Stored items
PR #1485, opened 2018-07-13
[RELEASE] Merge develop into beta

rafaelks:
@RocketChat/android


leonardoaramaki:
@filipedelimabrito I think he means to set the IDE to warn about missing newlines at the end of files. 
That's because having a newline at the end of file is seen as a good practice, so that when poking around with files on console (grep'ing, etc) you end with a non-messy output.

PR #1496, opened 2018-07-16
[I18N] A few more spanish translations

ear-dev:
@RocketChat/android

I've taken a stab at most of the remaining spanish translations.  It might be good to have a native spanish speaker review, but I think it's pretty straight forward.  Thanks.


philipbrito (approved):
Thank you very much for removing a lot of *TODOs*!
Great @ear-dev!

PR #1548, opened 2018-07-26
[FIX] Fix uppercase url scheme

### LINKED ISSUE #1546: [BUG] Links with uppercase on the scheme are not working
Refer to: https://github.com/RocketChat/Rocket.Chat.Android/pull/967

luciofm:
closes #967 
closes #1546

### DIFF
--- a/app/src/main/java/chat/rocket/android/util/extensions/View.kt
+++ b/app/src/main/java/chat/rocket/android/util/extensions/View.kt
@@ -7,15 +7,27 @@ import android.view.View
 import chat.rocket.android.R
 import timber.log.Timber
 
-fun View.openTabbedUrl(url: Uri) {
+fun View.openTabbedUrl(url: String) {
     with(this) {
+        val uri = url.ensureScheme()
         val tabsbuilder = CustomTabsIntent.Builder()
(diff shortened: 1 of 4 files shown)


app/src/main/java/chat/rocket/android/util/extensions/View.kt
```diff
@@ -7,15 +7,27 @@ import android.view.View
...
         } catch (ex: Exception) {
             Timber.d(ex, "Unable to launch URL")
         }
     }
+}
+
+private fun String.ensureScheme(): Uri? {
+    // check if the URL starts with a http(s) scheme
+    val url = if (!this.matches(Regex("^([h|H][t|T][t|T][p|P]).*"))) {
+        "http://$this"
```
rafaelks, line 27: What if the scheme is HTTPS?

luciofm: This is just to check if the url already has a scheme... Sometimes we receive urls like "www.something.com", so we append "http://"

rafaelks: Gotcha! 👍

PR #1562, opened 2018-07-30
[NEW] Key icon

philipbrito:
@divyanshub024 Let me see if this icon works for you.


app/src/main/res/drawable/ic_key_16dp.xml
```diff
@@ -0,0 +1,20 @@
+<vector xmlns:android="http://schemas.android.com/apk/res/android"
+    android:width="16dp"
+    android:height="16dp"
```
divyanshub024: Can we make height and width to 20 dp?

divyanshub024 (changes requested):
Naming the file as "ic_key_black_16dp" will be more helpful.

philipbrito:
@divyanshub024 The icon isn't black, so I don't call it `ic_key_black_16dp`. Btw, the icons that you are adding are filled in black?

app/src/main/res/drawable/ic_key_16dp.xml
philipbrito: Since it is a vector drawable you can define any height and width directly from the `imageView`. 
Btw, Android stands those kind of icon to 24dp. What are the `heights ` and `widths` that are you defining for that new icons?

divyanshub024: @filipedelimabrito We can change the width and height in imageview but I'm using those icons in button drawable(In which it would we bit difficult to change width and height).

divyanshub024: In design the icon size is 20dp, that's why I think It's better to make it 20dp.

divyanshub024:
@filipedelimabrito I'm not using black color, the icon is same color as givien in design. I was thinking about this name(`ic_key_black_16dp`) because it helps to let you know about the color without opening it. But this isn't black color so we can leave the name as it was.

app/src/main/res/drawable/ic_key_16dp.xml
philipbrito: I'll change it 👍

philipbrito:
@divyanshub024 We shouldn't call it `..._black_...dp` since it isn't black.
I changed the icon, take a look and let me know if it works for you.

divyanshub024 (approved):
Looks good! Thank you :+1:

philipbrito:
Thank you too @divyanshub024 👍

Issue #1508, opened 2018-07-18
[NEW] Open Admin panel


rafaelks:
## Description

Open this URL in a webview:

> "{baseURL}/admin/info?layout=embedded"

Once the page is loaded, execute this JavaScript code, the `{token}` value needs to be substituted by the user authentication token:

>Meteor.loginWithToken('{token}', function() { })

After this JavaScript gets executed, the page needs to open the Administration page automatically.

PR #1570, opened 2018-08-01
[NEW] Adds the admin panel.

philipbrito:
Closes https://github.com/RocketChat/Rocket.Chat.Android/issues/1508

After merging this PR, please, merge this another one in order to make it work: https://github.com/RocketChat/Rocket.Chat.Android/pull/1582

* [EXERCISE DIRECTIONS]:
Pull every line that holds the string "What" out of the records.

* [RESPONSE TO THIS TASK]:
rafaelks, line 27: What if the scheme is HTTPS?
Btw, Android stands those kind of icon to 24dp. What are the `heights ` and `widths` that are you defining for that new icons?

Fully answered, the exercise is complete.